__TASK GOAL__
Copy every line below precisely, leaving nothing out.

GIVEN DATA section start

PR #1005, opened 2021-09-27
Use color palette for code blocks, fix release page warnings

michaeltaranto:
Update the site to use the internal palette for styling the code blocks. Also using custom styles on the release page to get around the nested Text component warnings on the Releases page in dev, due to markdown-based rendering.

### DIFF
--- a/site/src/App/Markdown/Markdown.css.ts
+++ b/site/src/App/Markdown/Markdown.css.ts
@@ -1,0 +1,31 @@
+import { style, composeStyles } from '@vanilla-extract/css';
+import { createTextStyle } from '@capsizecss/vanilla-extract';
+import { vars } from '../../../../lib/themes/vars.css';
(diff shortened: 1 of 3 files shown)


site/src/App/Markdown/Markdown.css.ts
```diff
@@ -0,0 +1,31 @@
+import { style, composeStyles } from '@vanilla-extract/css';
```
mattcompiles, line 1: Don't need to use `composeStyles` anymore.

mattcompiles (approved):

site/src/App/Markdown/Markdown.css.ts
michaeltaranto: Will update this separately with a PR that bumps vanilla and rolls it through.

GIVEN DATA section end

__EXERCISE RESULT__
PR #1005, opened 2021-09-27
Use color palette for code blocks, fix release page warnings

michaeltaranto:
Update the site to use the internal palette for styling the code blocks. Also using custom styles on the release page to get around the nested Text component warnings on the Releases page in dev, due to markdown-based rendering.

### DIFF
--- a/site/src/App/Markdown/Markdown.css.ts
+++ b/site/src/App/Markdown/Markdown.css.ts
@@ -1,0 +1,31 @@
+import { style, composeStyles } from '@vanilla-extract/css';
+import { createTextStyle } from '@capsizecss/vanilla-extract';
+import { vars } from '../../../../lib/themes/vars.css';
(diff shortened: 1 of 3 files shown)


site/src/App/Markdown/Markdown.css.ts
```diff
@@ -0,0 +1,31 @@
+import { style, composeStyles } from '@vanilla-extract/css';
```
mattcompiles, line 1: Don't need to use `composeStyles` anymore.

mattcompiles (approved):

site/src/App/Markdown/Markdown.css.ts
michaeltaranto: Will update this separately with a PR that bumps vanilla and rolls it through.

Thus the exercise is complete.